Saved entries

PR #506, opened 2021-08-30
Exclude disabled users from search results

### LINKED ISSUE #505: Disabled users show up in user search
The user search endpoint currently includes user accounts that have been disabled in its results. To fix, the user search endpoint should filter out users with `is_active` set to `False`.

mvandenburgh:
Closes #505.

### DIFF
--- a/dandiapi/api/views/users.py
+++ b/dandiapi/api/views/users.py
@@ -76,17 +76,22 @@ def users_search_view(request: Request) -> HttpResponseBase:
     request_serializer.is_valid(raise_exception=True)
     username: str = request_serializer.validated_data['username']
 
-    social_accounts = SocialAccount.objects.filter(extra_data__icontains=username)[:10]
+    # Perform a search, excluding any inactive users
+    social_accounts = SocialAccount.objects.filter(
+        extra_data__icontains=username, user__is_active=True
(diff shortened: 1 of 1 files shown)


dandiapi/api/views/users.py
```diff
@@ -76,17 +76,22 @@ def users_search_view(request: Request) -> HttpResponseBase:
...
     # This allows this feature to work in development without having to conditionalize
     # code based on the type of deployment.
     if not users:
+        # Perform a search, excluding any user accounts that
+        # are inactive + the default 'AnonymousUser' account
         users = [
             user_to_dict(user)
             for user in User.objects.filter(username__icontains=username).filter(
-                ~Q(username='AnonymousUser')
+                ~Q(username='AnonymousUser'), Q(is_active=True)
```
dchiquito, line 94:
```suggestion
                ~Q(username='AnonymousUser'),
                is_active=True,
```
I'm not sure what the linter-friendly ordering is, if any.

The Q object is only necessary here to provide the `~` negation, you can just use the normal kwarg form for `is_active`.

dchiquito (changes requested):

dchiquito (approved):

→ **What the task requires**
Return every line above where "dandiapi" appears.

→ **Your solution**
--- a/dandiapi/api/views/users.py
+++ b/dandiapi/api/views/users.py
dandiapi/api/views/users.py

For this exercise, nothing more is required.